**TASK TO CARRY OUT**
Set down the full data below exactly as given, please.

= = = = = = =

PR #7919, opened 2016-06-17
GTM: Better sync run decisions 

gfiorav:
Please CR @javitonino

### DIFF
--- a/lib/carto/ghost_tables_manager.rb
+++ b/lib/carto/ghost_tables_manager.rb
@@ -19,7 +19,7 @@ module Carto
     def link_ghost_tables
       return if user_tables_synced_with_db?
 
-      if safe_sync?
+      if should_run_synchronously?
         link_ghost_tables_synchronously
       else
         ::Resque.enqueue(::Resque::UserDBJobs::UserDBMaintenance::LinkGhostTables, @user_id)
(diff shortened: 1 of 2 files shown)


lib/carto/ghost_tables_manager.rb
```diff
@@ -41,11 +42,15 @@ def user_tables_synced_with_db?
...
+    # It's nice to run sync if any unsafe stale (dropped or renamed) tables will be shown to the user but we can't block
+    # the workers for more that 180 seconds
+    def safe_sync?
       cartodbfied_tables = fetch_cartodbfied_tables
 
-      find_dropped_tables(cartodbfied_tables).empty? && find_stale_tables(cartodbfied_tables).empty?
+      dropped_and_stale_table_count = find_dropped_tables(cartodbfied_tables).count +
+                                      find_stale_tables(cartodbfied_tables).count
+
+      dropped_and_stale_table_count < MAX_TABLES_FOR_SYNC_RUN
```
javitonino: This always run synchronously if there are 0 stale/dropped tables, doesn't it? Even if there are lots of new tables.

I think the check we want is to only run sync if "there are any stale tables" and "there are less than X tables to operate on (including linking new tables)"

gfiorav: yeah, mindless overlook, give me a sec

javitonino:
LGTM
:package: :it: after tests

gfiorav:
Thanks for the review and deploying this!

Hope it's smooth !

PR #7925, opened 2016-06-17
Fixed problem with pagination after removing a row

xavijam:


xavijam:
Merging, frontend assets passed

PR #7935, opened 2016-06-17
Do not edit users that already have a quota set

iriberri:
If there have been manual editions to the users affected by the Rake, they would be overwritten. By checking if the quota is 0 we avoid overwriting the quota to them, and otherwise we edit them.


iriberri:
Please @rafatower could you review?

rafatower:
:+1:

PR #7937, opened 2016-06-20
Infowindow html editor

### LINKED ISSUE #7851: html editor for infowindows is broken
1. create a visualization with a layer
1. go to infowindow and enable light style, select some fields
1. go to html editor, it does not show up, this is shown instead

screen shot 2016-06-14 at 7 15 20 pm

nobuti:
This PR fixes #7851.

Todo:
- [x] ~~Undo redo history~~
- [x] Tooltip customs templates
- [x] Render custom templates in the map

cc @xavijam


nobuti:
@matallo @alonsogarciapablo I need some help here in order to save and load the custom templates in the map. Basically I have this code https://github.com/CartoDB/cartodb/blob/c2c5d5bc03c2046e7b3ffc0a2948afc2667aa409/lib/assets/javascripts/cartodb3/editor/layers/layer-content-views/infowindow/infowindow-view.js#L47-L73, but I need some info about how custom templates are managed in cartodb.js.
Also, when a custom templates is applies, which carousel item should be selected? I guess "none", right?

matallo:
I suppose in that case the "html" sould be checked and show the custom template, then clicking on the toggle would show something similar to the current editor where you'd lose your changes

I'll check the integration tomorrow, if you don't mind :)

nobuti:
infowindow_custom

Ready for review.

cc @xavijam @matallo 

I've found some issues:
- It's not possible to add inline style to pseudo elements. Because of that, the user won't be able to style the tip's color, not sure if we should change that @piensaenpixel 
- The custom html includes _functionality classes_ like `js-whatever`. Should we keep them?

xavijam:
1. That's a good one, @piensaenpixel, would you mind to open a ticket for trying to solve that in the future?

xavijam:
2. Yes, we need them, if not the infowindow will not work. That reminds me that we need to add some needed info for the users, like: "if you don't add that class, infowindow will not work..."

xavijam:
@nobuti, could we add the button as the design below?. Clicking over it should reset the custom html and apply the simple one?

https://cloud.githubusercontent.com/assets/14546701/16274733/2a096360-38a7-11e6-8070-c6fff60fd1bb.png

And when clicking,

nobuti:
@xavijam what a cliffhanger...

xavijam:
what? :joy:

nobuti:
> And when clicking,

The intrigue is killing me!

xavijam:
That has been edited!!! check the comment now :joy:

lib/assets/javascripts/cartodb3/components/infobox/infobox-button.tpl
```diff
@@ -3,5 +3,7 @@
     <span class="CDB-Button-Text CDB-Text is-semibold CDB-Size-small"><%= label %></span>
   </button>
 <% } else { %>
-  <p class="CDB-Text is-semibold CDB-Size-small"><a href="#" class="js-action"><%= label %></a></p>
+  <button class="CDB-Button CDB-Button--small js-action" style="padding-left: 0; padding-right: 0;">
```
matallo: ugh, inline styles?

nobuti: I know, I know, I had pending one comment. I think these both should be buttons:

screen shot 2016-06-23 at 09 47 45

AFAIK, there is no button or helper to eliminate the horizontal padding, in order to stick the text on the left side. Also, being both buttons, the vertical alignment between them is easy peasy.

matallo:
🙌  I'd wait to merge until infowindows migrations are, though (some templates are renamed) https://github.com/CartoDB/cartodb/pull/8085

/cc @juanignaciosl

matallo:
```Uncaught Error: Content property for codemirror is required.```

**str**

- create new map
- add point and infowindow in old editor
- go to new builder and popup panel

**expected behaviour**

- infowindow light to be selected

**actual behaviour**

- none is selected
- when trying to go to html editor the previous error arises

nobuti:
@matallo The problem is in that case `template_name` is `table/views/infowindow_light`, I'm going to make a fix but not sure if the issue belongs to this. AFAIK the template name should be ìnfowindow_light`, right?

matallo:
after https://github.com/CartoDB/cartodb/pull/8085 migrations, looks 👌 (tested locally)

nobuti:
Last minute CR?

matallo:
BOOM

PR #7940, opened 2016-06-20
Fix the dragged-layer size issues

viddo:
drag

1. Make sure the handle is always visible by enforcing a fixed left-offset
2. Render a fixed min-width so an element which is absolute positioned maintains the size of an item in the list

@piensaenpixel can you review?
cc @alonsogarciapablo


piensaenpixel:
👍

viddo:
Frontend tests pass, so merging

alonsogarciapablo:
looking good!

= = = = = = =

**SOLUTION**
PR #7919, opened 2016-06-17
GTM: Better sync run decisions 

gfiorav:
Please CR @javitonino

### DIFF
--- a/lib/carto/ghost_tables_manager.rb
+++ b/lib/carto/ghost_tables_manager.rb
@@ -19,7 +19,7 @@ module Carto
     def link_ghost_tables
       return if user_tables_synced_with_db?
 
-      if safe_sync?
+      if should_run_synchronously?
         link_ghost_tables_synchronously
       else
         ::Resque.enqueue(::Resque::UserDBJobs::UserDBMaintenance::LinkGhostTables, @user_id)
(diff shortened: 1 of 2 files shown)


lib/carto/ghost_tables_manager.rb
```diff
@@ -41,11 +42,15 @@ def user_tables_synced_with_db?
...
+    # It's nice to run sync if any unsafe stale (dropped or renamed) tables will be shown to the user but we can't block
+    # the workers for more that 180 seconds
+    def safe_sync?
       cartodbfied_tables = fetch_cartodbfied_tables
 
-      find_dropped_tables(cartodbfied_tables).empty? && find_stale_tables(cartodbfied_tables).empty?
+      dropped_and_stale_table_count = find_dropped_tables(cartodbfied_tables).count +
+                                      find_stale_tables(cartodbfied_tables).count
+
+      dropped_and_stale_table_count < MAX_TABLES_FOR_SYNC_RUN
```
javitonino: This always run synchronously if there are 0 stale/dropped tables, doesn't it? Even if there are lots of new tables.

I think the check we want is to only run sync if "there are any stale tables" and "there are less than X tables to operate on (including linking new tables)"

gfiorav: yeah, mindless overlook, give me a sec

javitonino:
LGTM
:package: :it: after tests

gfiorav:
Thanks for the review and deploying this!

Hope it's smooth !

PR #7925, opened 2016-06-17
Fixed problem with pagination after removing a row

xavijam:


xavijam:
Merging, frontend assets passed

PR #7935, opened 2016-06-17
Do not edit users that already have a quota set

iriberri:
If there have been manual editions to the users affected by the Rake, they would be overwritten. By checking if the quota is 0 we avoid overwriting the quota to them, and otherwise we edit them.


iriberri:
Please @rafatower could you review?

rafatower:
:+1:

PR #7937, opened 2016-06-20
Infowindow html editor

### LINKED ISSUE #7851: html editor for infowindows is broken
1. create a visualization with a layer
1. go to infowindow and enable light style, select some fields
1. go to html editor, it does not show up, this is shown instead

screen shot 2016-06-14 at 7 15 20 pm

nobuti:
This PR fixes #7851.

Todo:
- [x] ~~Undo redo history~~
- [x] Tooltip customs templates
- [x] Render custom templates in the map

cc @xavijam


nobuti:
@matallo @alonsogarciapablo I need some help here in order to save and load the custom templates in the map. Basically I have this code https://github.com/CartoDB/cartodb/blob/c2c5d5bc03c2046e7b3ffc0a2948afc2667aa409/lib/assets/javascripts/cartodb3/editor/layers/layer-content-views/infowindow/infowindow-view.js#L47-L73, but I need some info about how custom templates are managed in cartodb.js.
Also, when a custom templates is applies, which carousel item should be selected? I guess "none", right?

matallo:
I suppose in that case the "html" sould be checked and show the custom template, then clicking on the toggle would show something similar to the current editor where you'd lose your changes

I'll check the integration tomorrow, if you don't mind :)

nobuti:
infowindow_custom

Ready for review.

cc @xavijam @matallo 

I've found some issues:
- It's not possible to add inline style to pseudo elements. Because of that, the user won't be able to style the tip's color, not sure if we should change that @piensaenpixel 
- The custom html includes _functionality classes_ like `js-whatever`. Should we keep them?

xavijam:
1. That's a good one, @piensaenpixel, would you mind to open a ticket for trying to solve that in the future?

xavijam:
2. Yes, we need them, if not the infowindow will not work. That reminds me that we need to add some needed info for the users, like: "if you don't add that class, infowindow will not work..."

xavijam:
@nobuti, could we add the button as the design below?. Clicking over it should reset the custom html and apply the simple one?

https://cloud.githubusercontent.com/assets/14546701/16274733/2a096360-38a7-11e6-8070-c6fff60fd1bb.png

And when clicking,

nobuti:
@xavijam what a cliffhanger...

xavijam:
what? :joy:

nobuti:
> And when clicking,

The intrigue is killing me!

xavijam:
That has been edited!!! check the comment now :joy:

lib/assets/javascripts/cartodb3/components/infobox/infobox-button.tpl
```diff
@@ -3,5 +3,7 @@
     <span class="CDB-Button-Text CDB-Text is-semibold CDB-Size-small"><%= label %></span>
   </button>
 <% } else { %>
-  <p class="CDB-Text is-semibold CDB-Size-small"><a href="#" class="js-action"><%= label %></a></p>
+  <button class="CDB-Button CDB-Button--small js-action" style="padding-left: 0; padding-right: 0;">
```
matallo: ugh, inline styles?

nobuti: I know, I know, I had pending one comment. I think these both should be buttons:

screen shot 2016-06-23 at 09 47 45

AFAIK, there is no button or helper to eliminate the horizontal padding, in order to stick the text on the left side. Also, being both buttons, the vertical alignment between them is easy peasy.

matallo:
🙌  I'd wait to merge until infowindows migrations are, though (some templates are renamed) https://github.com/CartoDB/cartodb/pull/8085

/cc @juanignaciosl

matallo:
```Uncaught Error: Content property for codemirror is required.```

**str**

- create new map
- add point and infowindow in old editor
- go to new builder and popup panel

**expected behaviour**

- infowindow light to be selected

**actual behaviour**

- none is selected
- when trying to go to html editor the previous error arises

nobuti:
@matallo The problem is in that case `template_name` is `table/views/infowindow_light`, I'm going to make a fix but not sure if the issue belongs to this. AFAIK the template name should be ìnfowindow_light`, right?

matallo:
after https://github.com/CartoDB/cartodb/pull/8085 migrations, looks 👌 (tested locally)

nobuti:
Last minute CR?

matallo:
BOOM

PR #7940, opened 2016-06-20
Fix the dragged-layer size issues

viddo:
drag

1. Make sure the handle is always visible by enforcing a fixed left-offset
2. Render a fixed min-width so an element which is absolute positioned maintains the size of an item in the list

@piensaenpixel can you review?
cc @alonsogarciapablo


piensaenpixel:
👍

viddo:
Frontend tests pass, so merging

alonsogarciapablo:
looking good!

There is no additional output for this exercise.